她竟如此決絕。在他沉浮於黑暗中,她為他點燃一絲希望的火燭,卻在他為之欣喜對未來充滿了期盼時,殘忍的將其掐滅,任他回歸無邊的黑暗,獨自彷徨。

南宮曄終於垂下了雙手,雙眸黯淡無一絲光澤,望著她決絕而堅硬的冷凝,若他放下驕傲與尊嚴仍然無法換回她已逝的愛情,那麼,他選擇阻止她繼續對王兄的利用和傷害,保護他曾用無數生命為王兄換來的江山。」你當真執意如此?」

如陌回復淡然的面容帶著無比的堅定,道:「是。」

俊美無儔的面容,在短暫的一瞬,變幻著複雜難言的神色,既然得到了最終的答案,是否,他也該果斷的作出決定?

深深吸了一口氣,痛到窒息,閉上眸子,再睜開時,掩藏了哀傷,披上了冷酷而堅硬的外殼,道:「既如此,那便休怪本王不念舊情。本王決不允許一個將本王兄弟二人**於鼓掌的女子成為我封國的一國之母。想要本王對你屈膝跪拜,叫你王嫂,那是癡人說夢。你想與王兄並肩臨朝,除非踏著本王的屍體,否則,絕無可能。」

這才是南宮曄,那個習慣將一切掌控在自己手中的高高在上的辰王,帶著睥睨天下的氣勢,讓世間的一切皆匍匐在他的腳下。
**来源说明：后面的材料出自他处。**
PR #59, opened 2022-11-29
Fs 1580 score app sub crit

gio-karunakaran:


app/assess/data.py
```diff
@@ -128,20 +132,38 @@ def get_round_with_applications(
     return None
 
 
+def get_score_and_justification(application_id, sub_criteria_id):
+    url = Config.ASSESSMENT_SCORES_ENDPOINT
+    params = {
+        "application_id": application_id,
+        "sub_criteria_id": sub_criteria_id,
+    }
+    response = requests.get(url, params)
```
gidsg, line 141: could we use `get_data` for this as above?

app/assess/data.py
```diff
@@ -128,20 +132,38 @@ def get_round_with_applications(
...
+    # current_app.logger.info(
+    #     "Response from Assessment Store:" + response.content
+    # )
+    if response.status_code == 200:
+        return response.json()
+    else:
+        return None
```
gidsg, line 148: Can we raise an exception, or at least log at error level in the non 200 case? This will make the issue less opaque if the request fails. I think ideally `get_data` should do the same.

app/assess/routes.py
```diff
@@ -30,12 +34,61 @@ def funds():
...
+        except AttributeError:
+            user_id = (  # TODO remove and force g.account_id after adding authentication # noqa
+                ""
+            )
+        submit_score_and_justification(
+            score=score,
+            justification=justification,
+            application_id=application_id,
+            user_id=user_id,
+            timestamp=datetime.now().strftime("%Y/%m/%d %H:%M:%S"),
```
gidsg, line 63: Times should be in UTC and ISO format, so I think  `datetime.utcnow().isoformat()` is what you want here, if you can test if that works with the assessment-store?

app/assess/templates/sub_criteria.html
```diff
@@ -0,0 +1,105 @@
...
+                        <p class="govuk-body-s">There are currently no comments&nbsp;for this section.
+                            <!--<a href="#" class="govuk-link govuk-link--no-visited-state">Add a comment</a>-->
+                        </p>
+
+                    </section>
+                    <section class="comment-section">
+                        <h3 class="govuk-heading-m">Local support</h3>
+
+                        <p class="govuk-body-s">There are currently no comments&nbsp;for this section.
+                            <!--<a href="#" class="govuk-link govuk-link--no-visited-state">Add a comment</a>-->
```
gidsg, line 84: We can use Jinja comments instead of HTML comment syntax? https://jinja.palletsprojects.com/en/3.1.x/templates/#comments

app/assess/data.py
```diff
@@ -74,12 +74,16 @@ def get_fund(fund_id: str) -> Union[Fund, None]:
...
+    try:
+        if len(response) > 0:
+            fund = Fund.from_json(response[0])
+            if "rounds" in response and len(response["rounds"]) > 0:
+                for fund_round in response["rounds"]:
+                    fund.add_round(Round.from_json(fund_round))
+            return fund
+    except KeyError:
+        if type(response) == dict:
+            return response
```
tferns, line 86: This seems weird that you have to manage two different types from an endpoint

tferns: Seems like this endpoint only returns a dict - maybe we can remove the array specific logic?

https://github.com/communitiesuk/funding-service-design-fund-store/blob/225163028d60335102570850c212ffb8b0ab20a7/core/funds.py#L72

Might be good to add a test for this

app/assess/routes.py
```diff
@@ -30,12 +34,71 @@ def funds():
...
 
 
+@login_requested
+@assess_bp.route(
+    "score/application_id/<application_id>/sub_criteria_id/<sub_criteria_id>",
+    methods=["POST", "GET"],
+)
+def application_sub_crit_scoring(application_id: str, sub_criteria_id: str):
+    fund = get_fund(Config.COF_FUND_ID)
+    form = JustScoreForm()
```
tferns, line 48: If we renamed `JustScore` - it might be good to also rename this form, minor though

app/assess/routes.py
```diff
@@ -30,12 +34,71 @@ def funds():
...
+            except AttributeError:
+                user_id = (  # TODO remove and force g.account_id after adding authentication # noqa
+                    ""
+                )
+            submit_score_and_justification(
+                score=score,
+                justification=justification,
+                application_id=application_id,
+                user_id=user_id,
+                timestamp=datetime.now().strftime("%Y/%m/%d %H:%M:%S"),
```
tferns, line 67: I don't think timestamp is required, since it's being handled by the database

app/assess/data.py
```diff
@@ -128,20 +132,38 @@ def get_round_with_applications(
...
-    assessment_id, person_id, score, justification, sub_crit_id
+    score, justification, application_id, user_id, timestamp, sub_criteria_id
 ):
-
     data_dict = {
         "score": score,
         "justification": justification,
-        "person_id": person_id,
+        "user_id": user_id,
+        "timestamp": timestamp,
```
tferns, line 158: Timestamp is unnecessary

app/assess/routes.py
```diff
@@ -30,12 +34,71 @@ def funds():
...
+            scores_submitted = True
+            score_error, justification_error = False, False
+
+        else:
+            scores_submitted = False
+            score_error = True if not form.score.data else False
+            justification_error = True if not form.justification.data else False
+
+    # call to assessment store to get the latest score if request = get
+    latest_score = get_score_and_justification(application_id, sub_criteria_id)
```
tferns, line 79: This will be executed on both `POST` and `GET` requests, so the comment is a little deceiving 

I was thinking there might be a race condition here... but I think `submit_score_and_justification` will only return once the request has succeeded & by that time the database insertions will have happened on the store

app/assess/routes.py
```diff
@@ -30,12 +34,71 @@ def funds():
...
+    # TODO make COF_score_list extendable to other funds
+    COF_score_list = [
+        (5, "Strong"),
+        (4, "Good"),
+        (3, "Satisfactory"),
+        (2, "Partial"),
+        (1, "Poor"),
+    ]
```
tferns, line 87: Out of interest, by extendable do you mean configurable?  As in funds (in the future) should be able to create their own scoring criteria?

app/assess/routes.py
```diff
@@ -30,12 +34,71 @@ def funds():
...
+            submit_score_and_justification(
+                score=score,
+                justification=justification,
+                application_id=application_id,
+                user_id=user_id,
+                timestamp=datetime.now().strftime("%Y/%m/%d %H:%M:%S"),
+                sub_criteria_id=sub_criteria_id,
+            )
+            scores_submitted = True
+            score_error, justification_error = False, False
```
tferns, line 71: These variables are already defined as `False` on L50

config/envs/default.py
```diff
@@ -70,7 +67,7 @@ class DefaultConfig:
 
     TALISMAN_SETTINGS = CommonConfig.TALISMAN_SETTINGS
 
-    COF_FUND_ID = CommonConfig.COF_FUND_ID
-    COF_ROUND2_ID = CommonConfig.COF_ROUND_2_ID
+    COF_FUND_ID = "47aef2f5-3fcb-4d45-acb5-f0152b5f03c4"
+    COF_ROUND2_ID = "c603d114-5364-4474-a0c4-c41cbf4d3bbd"
```
tferns, line 71: Is there a reason for this change?

config/envs/development.py
```diff
@@ -5,14 +5,20 @@
...
+    # FUND_STORE_API_HOST = "https://funding-service-design-fund-store-dev.london.cloudapps.digital" # noqa
+    # ASSESSMENT_STORE_API_HOST = "https://funding-service-design-assessment-store-dev.london.cloudapps.digital" # noqa
+
+    # for local dev/test use with flask run and USE_LOCAL_DATA = False:
+    FUND_STORE_API_HOST = (  # change in fund store repo and adjust here accordingly # noqa
+        "http://127.0.0.1:5002"
+    )
+    ASSESSMENT_STORE_API_HOST = (  # change in assessment store repo and adjust here accordingly # noqa
+        "http://127.0.0.1:5001"
+    )
```
tferns, line 23: Is this is specific to your own local environment I don't know if it's a good idea to commit it to the repo, might break some peoples local environments if they have those apps running on slightly different ports or only accessible with a `host.docker.internal` address etc.

app/assess/templates/sub_criteria.html
```diff
@@ -0,0 +1,105 @@
...
+                </div>
+            </div>
+
+            <div class="govuk-grid-column-full">
+
+                <div class="govuk-grid-column-one-third">
+
+                    <nav class="assessment-navigation">
+                        <ul class="govuk-list">
+                            <li><a class="govuk-link--no-visited-state"
```
tferns, line 56: Is the `no-visited-state` on purpose or hangover from the prototype?

app/assess/templates/macros/scores.html
```diff
@@ -1,11 +1,26 @@
 {%- from 'govuk_frontend_jinja/components/radios/macro.html' import govukRadios -%}
 
-{% macro scores(score_radio_id) %}
+{% macro scores(score_form_name, score_tuple, score_error) %}
```
tferns, line 3: `score_tuple` is a list of `tuples`

app/assess/templates/macros/scores.html
```diff
@@ -1,11 +1,26 @@
...
+        <div class="govuk-radios" data-module="govuk-radios">
+            {% for i in score_tuple %}
+            <div class="govuk-radios__item">
+                <input class="govuk-radios__input" id={{"score-{}".format(i[0])}} name={{score_form_name}}
+                    type="radio" value={{i[0]}}>
+                <label class="govuk-label govuk-radios__label" for={{score_form_name}}>
+                    <span class="govuk-!-font-weight-bold">{{i[0]}}</span> {{i[1]}}
+                </label>
+            </div>
+            {% endfor %}
```
tferns, line 21: Can we destructure each tuple so we have more clear/declarative naming rather than indexing?
```suggestion
            {% for score, description in score_tuple %}
            <div class="govuk-radios__item">
                <input class="govuk-radios__input" id={{"score-{}".format(score)}} name={{score_form_name}}
                    type="radio" value={{score}}>
                <label class="govuk-label govuk-radios__label" for={{score_form_name}}>
                    <span class="govuk-!-font-weight-bold">{{score}}</span> {{description}}
                </label>
            </div>
            {% endfor %}
```

tferns (changes requested):
Good work on this, have left a few suggestions throughout the code

app/assess/data.py
gio-karunakaran: using get data now 👍🏾

app/assess/data.py
gio-karunakaran: have moved this logic over to get-data and we are now logging failed requests in there 👍🏾

app/assess/routes.py
gio-karunakaran: this is getting auto-created from assessment store now so will remove this from here completely  👍🏾

app/assess/data.py
gio-karunakaran: have removed 👍🏾

app/assess/data.py
```diff
@@ -13,18 +13,26 @@
...
+            current_app.logger.info(f"Fetching data from '{endpoint}'.")
+            response = requests.get(endpoint)
         if response.status_code == 200:
-            data = response.json()
+            return response.json()
         else:
+            current_app.logger.error(
+                f"Could not get data for endpoint '{endpoint}' "
+            )
             return None
```
tferns, line 35: Wonder if it would be better to actually raise an exception that bubbles to the top so people know that's actually what's went wrong as opposed to when `None` is returned and they try to access it, just food for thought though not specific to your PR

app/assess/data.py
```diff
@@ -128,20 +138,34 @@ def get_round_with_applications(
...
+        "sub_criteria_id": sub_criteria_id,
     }
-    url = Config.ASSESSMENT_SCORES_ENDPOINT.format(
-        assessment_id=assessment_id, sub_criteria_id=sub_crit_id
-    )
+    url = Config.ASSESSMENT_SCORES_ENDPOINT
     response = requests.post(url, json=data_dict)
-    print(response.content)
+    current_app.logger.info(
+        f"Response from Assessment Store: '{response.json}'."
```
tferns, line 167: `json` is a method not a property

```suggestion
        f"Response from Assessment Store: '{response.json()}'."
```

tests/conftest.py
```diff
@@ -1,13 +1,11 @@
...
-
 import pytest
 from app.create_app import create_app
 from selenium import webdriver
 from selenium.webdriver.chrome.options import Options
 from selenium.webdriver.chrome.service import Service
 from webdriver_manager.chrome import ChromeDriverManager
 
-multiprocessing.set_start_method("fork")  # Required on macOSX
+# multiprocessing.set_start_method("fork")  # Required on macOSX
```
tferns, line 8: Might be good to do a conditional here rather than commenting it out

Maybe 

```python3
if platform.system() == "Darwin":
    multiprocessing.set_start_method("fork")  # Required on macOSX
```

tferns (approved):
Thanks for addressing my comments, approving for the things I commented on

冷厲的眸光宣洩著他的決心,最後再望了她一眼,決然轉身,往御書房而去。冷硬的線條在這炎熱的夏日留下了一串串無奈而悲哀的符號。

如陌望著他的背影,面無表情。她倒要看看他將採取何種行動去阻止她登上後位。

一步錯,而步步錯。兩個曾經相愛的人,終是相互傷害。